- _Task to complete_
Your answer must hold only the lines below from the line containing "have been boring!" through the line containing "a separate branch?", each reproduced exactly.

Data to examine Start Marker

PR #218, opened 2019-12-12
mrc-1243 pass language accept header to hintr

hillalex:
Pass the language header from the front-end through to hintr calls.

Contains commits from https://github.com/mrc-ide/hint/pull/215


hillalex:
Hmm, I  merged master in here and now the build is failing because the cancel run tests are failing, I presume because the hintr changes aren't merged to master? Can they be?

EmmaLRussell:
I think Rich still had some work to do on the cancel run branch, and needs PR review, but thought it was pretty much there.

hillalex:
> I think Rich still had some work to do on the cancel run branch, and needs PR review, but thought it was pretty much there.

Unfortunately because the translations don't exist on that hintr branch, this is now blocked until that gets merged.

EmmaLRussell:
Could reset the hintr branch to master then. I think there's just a backend integration test which could be changed to expect a 404 for now, and a front end test which could also expect a 404 rather than a 400. The actual cancel behaviour in the front end shouldn't be affected since it ignores errors, and in the backend the run would continue unaffected.

hillalex:
This is now unblocked @EmmaLRussell

PR #223, opened 2019-12-13
mrc-1235 a bunch of tranlsations

hillalex:
Components:
* baseline
* downloadResults
* header
* modelOptions
* modelOutput
* modelRun
* resetPassword

Thought this was a big enough changeset, so I'll do the rest on a separate branch.

Contains commits from https://github.com/mrc-ide/hint/pull/222

PR #224, opened 2019-12-16
mrc-1235 final batch of translations

hillalex:
Components:
* barchart
* choropleth
* surveyAndProgram
* fileUpload
* resetConfirmation
* stepper/step

Contains commits from https://github.com/mrc-ide/hint/pull/223


src/app/static/src/app/components/plots/ChoroplethFilters.vue
```diff
@@ -1,6 +1,6 @@
 <template>
     <div v-if="hasFilters">
-        <h4>Filters</h4>
+        <h4 v-translate="'Filters'"></h4>
```
EmmaLRussell: I think the key is lower case, 'filters'..?

hillalex:
> Nice one, this must have been boring!
> 
> So the only other rogue strings I can find in the front end are:
> /store/root/actions line 46 (loading data error)
> various error messages in apiService
> 
> Are these going into a separate branch?

Ah thanks, no I had missed those. I'll add them in here :+1:

src/app/static/src/app/apiService.ts
```diff
@@ -46,15 +47,15 @@ export class APIService<S extends string, E extends string> implements API<S, E>
...
+            return APIService.createError("apiMissingError");
         }
         return failure.errors[0];
     };
 
     static createError(detail: string) {
         return {
             error: "MALFORMED_RESPONSE",
-            detail
+            detail: i18next.t(detail)
```
hillalex: So this of course means that once the error is displayed, if the language is toggled it remains in the language it was generated with. But this is the same situation as with the errors coming back from the API.

EmmaLRussell: I think that's fair enough!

Data to examine End Marker

- _Final answer_
> Nice one, this must have been boring!
> 
> So the only other rogue strings I can find in the front end are:
> /store/root/actions line 46 (loading data error)
> various error messages in apiService
> 
> Are these going into a separate branch?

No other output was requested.